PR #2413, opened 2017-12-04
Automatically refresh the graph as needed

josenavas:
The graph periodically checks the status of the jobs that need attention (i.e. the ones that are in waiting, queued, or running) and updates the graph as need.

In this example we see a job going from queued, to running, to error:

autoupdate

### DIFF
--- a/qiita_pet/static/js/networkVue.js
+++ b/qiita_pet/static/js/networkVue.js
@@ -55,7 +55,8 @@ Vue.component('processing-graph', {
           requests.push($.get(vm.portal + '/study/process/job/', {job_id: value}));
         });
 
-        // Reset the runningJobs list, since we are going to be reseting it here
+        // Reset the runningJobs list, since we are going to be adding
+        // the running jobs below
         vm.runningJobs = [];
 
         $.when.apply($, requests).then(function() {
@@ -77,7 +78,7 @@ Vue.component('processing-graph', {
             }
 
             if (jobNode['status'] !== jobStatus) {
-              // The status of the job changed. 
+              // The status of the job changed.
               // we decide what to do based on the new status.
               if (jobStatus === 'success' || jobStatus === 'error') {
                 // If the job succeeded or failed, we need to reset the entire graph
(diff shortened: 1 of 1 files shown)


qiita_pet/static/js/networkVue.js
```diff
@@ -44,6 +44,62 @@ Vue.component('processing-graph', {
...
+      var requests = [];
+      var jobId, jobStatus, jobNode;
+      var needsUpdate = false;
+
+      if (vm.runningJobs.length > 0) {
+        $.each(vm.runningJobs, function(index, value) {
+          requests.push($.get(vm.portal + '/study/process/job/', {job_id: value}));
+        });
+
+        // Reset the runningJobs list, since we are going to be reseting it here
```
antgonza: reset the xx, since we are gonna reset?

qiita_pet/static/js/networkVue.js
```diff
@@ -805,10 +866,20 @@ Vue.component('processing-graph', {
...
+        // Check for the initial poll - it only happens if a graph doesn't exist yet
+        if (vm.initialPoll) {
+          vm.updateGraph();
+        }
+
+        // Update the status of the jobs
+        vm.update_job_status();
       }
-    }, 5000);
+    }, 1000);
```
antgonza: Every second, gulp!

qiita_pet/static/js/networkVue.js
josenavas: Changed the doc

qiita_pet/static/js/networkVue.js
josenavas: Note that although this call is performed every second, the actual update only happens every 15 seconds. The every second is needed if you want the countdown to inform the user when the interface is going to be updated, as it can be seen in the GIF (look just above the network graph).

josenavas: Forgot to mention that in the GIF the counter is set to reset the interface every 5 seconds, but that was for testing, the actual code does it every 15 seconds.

· · · · · · ·

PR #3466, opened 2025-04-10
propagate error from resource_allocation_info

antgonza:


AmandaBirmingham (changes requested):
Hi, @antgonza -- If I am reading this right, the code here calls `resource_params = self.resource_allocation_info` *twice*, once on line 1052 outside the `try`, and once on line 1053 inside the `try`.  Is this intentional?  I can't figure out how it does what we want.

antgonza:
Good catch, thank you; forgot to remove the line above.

· · · · · · ·

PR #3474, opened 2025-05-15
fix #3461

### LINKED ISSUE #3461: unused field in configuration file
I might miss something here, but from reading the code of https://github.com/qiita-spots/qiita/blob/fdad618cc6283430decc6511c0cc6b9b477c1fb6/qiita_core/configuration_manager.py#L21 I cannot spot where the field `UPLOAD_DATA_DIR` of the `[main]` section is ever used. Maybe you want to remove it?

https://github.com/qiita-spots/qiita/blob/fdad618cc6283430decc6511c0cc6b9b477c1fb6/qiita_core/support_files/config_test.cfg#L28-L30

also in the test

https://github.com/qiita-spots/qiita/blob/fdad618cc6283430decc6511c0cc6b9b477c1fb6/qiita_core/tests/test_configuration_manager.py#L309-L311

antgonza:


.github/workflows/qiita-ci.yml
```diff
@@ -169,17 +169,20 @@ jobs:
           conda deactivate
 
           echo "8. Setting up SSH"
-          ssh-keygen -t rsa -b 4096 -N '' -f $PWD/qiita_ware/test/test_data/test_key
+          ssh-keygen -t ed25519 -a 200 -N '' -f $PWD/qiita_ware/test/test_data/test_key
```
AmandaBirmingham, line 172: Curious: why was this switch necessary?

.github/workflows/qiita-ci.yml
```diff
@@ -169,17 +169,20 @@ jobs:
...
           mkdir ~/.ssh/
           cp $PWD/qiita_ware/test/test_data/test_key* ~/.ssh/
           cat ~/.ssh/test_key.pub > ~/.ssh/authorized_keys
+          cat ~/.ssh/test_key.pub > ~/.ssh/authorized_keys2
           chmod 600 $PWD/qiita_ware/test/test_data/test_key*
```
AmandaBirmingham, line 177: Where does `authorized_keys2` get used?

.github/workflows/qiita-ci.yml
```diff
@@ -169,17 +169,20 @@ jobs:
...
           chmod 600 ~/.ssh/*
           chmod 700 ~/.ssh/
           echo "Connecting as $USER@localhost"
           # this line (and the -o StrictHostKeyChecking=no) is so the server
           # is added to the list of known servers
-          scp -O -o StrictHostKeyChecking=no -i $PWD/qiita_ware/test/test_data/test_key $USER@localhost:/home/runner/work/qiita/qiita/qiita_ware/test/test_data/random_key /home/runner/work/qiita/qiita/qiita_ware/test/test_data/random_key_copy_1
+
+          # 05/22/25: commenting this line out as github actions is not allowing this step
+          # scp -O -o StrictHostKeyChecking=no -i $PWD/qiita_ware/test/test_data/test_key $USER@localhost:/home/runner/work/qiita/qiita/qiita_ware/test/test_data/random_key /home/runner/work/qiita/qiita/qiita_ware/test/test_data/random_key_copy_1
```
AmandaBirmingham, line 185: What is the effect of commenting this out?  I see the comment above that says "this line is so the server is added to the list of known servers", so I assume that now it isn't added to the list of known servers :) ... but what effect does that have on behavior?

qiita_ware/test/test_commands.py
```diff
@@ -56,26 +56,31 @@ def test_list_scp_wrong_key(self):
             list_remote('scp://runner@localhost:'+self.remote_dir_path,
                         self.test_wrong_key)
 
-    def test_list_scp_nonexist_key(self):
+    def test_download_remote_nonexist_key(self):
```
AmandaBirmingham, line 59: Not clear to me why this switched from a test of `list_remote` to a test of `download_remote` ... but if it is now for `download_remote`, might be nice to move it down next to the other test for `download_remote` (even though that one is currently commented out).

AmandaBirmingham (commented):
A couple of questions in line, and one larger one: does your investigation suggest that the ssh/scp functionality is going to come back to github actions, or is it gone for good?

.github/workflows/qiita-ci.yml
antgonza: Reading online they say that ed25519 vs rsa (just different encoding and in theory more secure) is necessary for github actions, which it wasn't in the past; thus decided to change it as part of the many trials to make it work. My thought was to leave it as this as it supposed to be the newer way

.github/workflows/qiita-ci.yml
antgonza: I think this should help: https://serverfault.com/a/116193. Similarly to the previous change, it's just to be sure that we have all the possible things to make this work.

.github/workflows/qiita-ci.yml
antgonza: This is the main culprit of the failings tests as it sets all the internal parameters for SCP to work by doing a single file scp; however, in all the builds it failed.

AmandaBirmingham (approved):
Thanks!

· · · · · · ·

EXERCISE INSTRUCTIONS
Line count for the word "when": tally the lines of the records above that hold it and give only that figure.

ANSWER TO THIS EXERCISE
2